TABLE-US-00002 TABLE 2 Co-culturing conditions. Interleukin
Anti-CD3 cocktail IL-2 Add at Add at Conditions Anti-PD1 (-IL-2)
low high 3 days 5 days CIK - - + + Previous - - + + MASCT 1 + + + +
2 + + + +
[0236] The "CIK" condition resembles a standard condition for
preparing cytokine-induced killer cells, except the anti-CD3
antibody was added 3 days after the co-culture started. The
"previous MASCT" condition resembles an exemplary condition for
preparing activated T cells as disclosed previously in
WO2016145578A1, except the anti-CD3 antibody was added 3 days after
the co-culture started. As shown in FIG. 5A, condition 2 yielded
the highest number of tumor antigen-specific T cells, and highest
percentage of IFN.gamma.-secreting T cells in the co-culture.
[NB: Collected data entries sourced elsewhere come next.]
PR #11228, opened 2025-07-26
Solitary clients with single subsurface & verbose solitary/tearing/DS checks

### LINKED ISSUE #10452: Allow tearing / scanout with subsurface-based renderers
### Discussion link
https://github.com/hyprwm/Hyprland/discussions/10396

## Description
Some apps, notably browsers, but apparently also winewayland, use a single, full-frame subsurface to render their content.

This will not allow tearing / scanout to happen as surface number is checked to be 1.

We should probably check for this case, and allow both if we have a single, opaque, full-frame subsurface.

UjinT34:
Moved solitary/tearing/DS checks to `CMonitor`.
Added enums to describe possible blocking reasons for those features.
Added `solitaryBlockedBy`, `tearingBlockedBy` and `directScanoutBlockedBy` fields to `hyprctl monitors`.
Allowed clients with single opaque full-sized subsurface to be recognized as solitary clients.

Should help with debugging DS and tearing activation issues and fix some issues with wine-wayland.

Partially fixes #10452. DS activation on my system goes up to this point:
```
[TRACE] [AQ] drm: Using drmModeAddFB2WithModifiers to import buffer into KMS: Size [Vector2D: x: 5120, y: 1440] with format XB24 and mod 216172782128496660
[ERR] [AQ] drm: Failed to submit a buffer with drmModeAddFB2WithModifiers
[ERR] [AQ] drm: Failed to submit a buffer to KMS
```
Maybe some DS step isn't updated with this new solitary logic or it can be an nvidia bug or some [format negotiation](https://registry.khronos.org/vulkan/specs/latest/man/html/VK_EXT_image_drm_format_modifier.html#_usage_patterns) ussue. Needs more testing with different apps and hw.

~~Tearing may report as blocked by next frame not being torn while tearing is active and working because the relevant flag is constantly flipped between frames. Probably should remove this value from the output.~~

Effects of Different Concentrations of IL-2
[0237] Thawed T cells from a frozen stock were mixed with
antigen-loaded mature DCs prepared in Example 1 in an initial
co-culture medium (AIM-V medium) to provide a co-culture. The
initial co-culture media contained an anti-PD-1 antibody SHR-1210
(Jiangsu Hengrui), interleukin cocktail, a low concentration or
high concentration of IL-2 (rIL-2; R&D Systems, Minneapolis,
Minn.), and addition of an anti-CD3 antibody (eBioscience, San
Diego, Calif.) to the co-culture after 3 days or 5 days from the
start of the co-culture. The DCs and T cells were co-cultured for a
total of 19 days. The concentration of IL-2 was between 100 IU/mL
and 1000 IU/mL. The number of tumor-antigen specific T cells, and
percentage of IFN.gamma.-secreting T cells in the co-culture were
determined as described above.
[0238] As shown in FIG. 5B, compared to a low concentration of
IL-2, a high concentration of IL-2 yielded a higher number of tumor
antigen-specific T cells, and a higher percentage of
IFN.gamma.-secreting T cells in the co-culture.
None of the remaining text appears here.